Snow Cake

| December 10, 2006

A demonstratively afflicted character acts as manna for the hungry performer, and that appeal can often drag him or her into some flagrant displays of a type of emotional pornography, the performance nothing more than a meretricious collection of tics and mannerisms. I’m happy to report that in the case of this very affecting chamber piece Sigourney Weaver brings her customary fierce intelligence and commanding presence to her role as Linda, the high-functioning autistic mother of a young woman killed in a car accident, avoiding the pitfalls of easy sentiment and superficiality in a deftly shaded performance. She fearlessly (and honestly) digs deep to reveal what is both fascinating and infuriating in individual attempt to interact with her world-she’s not a saint, nor the repository of childlike purity and innocence. Involvement with Linda is not easy, and most times greatly frustrating, but there are a host of unexpected joys to be had for perseverance and loyalty.
In what becomes a tender dance, Weaver is beautifully balanced with Alan Rickman as Alex, a reserved British man with clear secrets and grief of his own-and a man with a direct relation to the tragedy of Weaver’s daughter. Difficult and closed-off (his opening gesture is to wholly reject someone’s gregarious company), nursing some profound personal wounds, he nevertheless journeys to Weaver’s home to inform her of her daughter’s passing, and agrees to stay on through the planning of the funeral. The reasons for doing so may have to do with an enduring prick of conscience, but it becomes clear that the delivery of the child back to parent may have a redemptive feature for Alex.

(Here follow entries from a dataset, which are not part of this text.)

PR #1227, opened 2015-07-03
Readremaining

tcitworld:
Add readremaining : https://github.com/Aerolab/readremaining.js

Needs some work on css to be fine.


nicosomb:
* When I display an article, the remaining time is wrong. For example, for "Framabag, un nouveau service libre et gratuit", I have 18 min. When I scroll, the time becomes right. 
* Is this time related to the estimated reading time displayed on the homepage?

tcitworld:
Will wait v2.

I don’t want to sound absolutely soppy, but director Evans and his cast quietly (and with plain poetry) suggest the idea of grace at work in the world, and work very carefully not to use Linda as a mere device to awaken the consciousness of a stricken, lost man. Weaver refuses to play her as an abstraction -Linda stands tall and demands to be seen and heard in a complex human glory. Despite a great tragedy, the universe conspires beyond any personal endeavour to bring together certain individuals at a time beneficial to everyone’s long-term prospects.
This tactic extends even to a neighbour of Weaver’s, who structurally is mostly a cliché and shortcut (an impossibly alluring, available woman to tweak Alex’s romantic fancy), but as played finely by Carrie-Anne Moss, and with a no-nonsense adult astringency, tears right through any lack of credibility. Her interplay with Rickman is a master class of wariness and evasion, borne of age and experience. The sense of conventional development is continually undercut by surprising open-ended conclusions, people allowed their thorniness and thresholds.
Whereas the filmmaking has the occasional soft-headed and flabby lapse, never do the performances. So much of what could easily collapse the film into insufferable rubbish (the reflex exists directly in the fundamental material) is held in check by the rigor of the acting. Weaver may not have the breakthrough that would satisfy the sentiment, yet her steadiness and acceptance of Rickman’s continued presence in her studied and ordered house speaks volumes. The degree to which Rickman has re-engaged with life (and how much Linda has come to mean to him) is expressed with simple beauty in a gentle gift he leaves for Linda, an immaterial package that nonetheless holds enormous value and excitement for Linda-and a clear indication that he has listened to her very closest thoughts. And Moss, in honor of Rickman’s commitment and decency, forges on with the small tasks that ease Linda’s days, with no need for acknowledgement.
Delicate, gentle, and with abundant wry humor, and with a highly-evolved acceptance of limitations (of people, circumstance, and life), Evans and cast craft a tranquilly haunting, autumnal mood piece.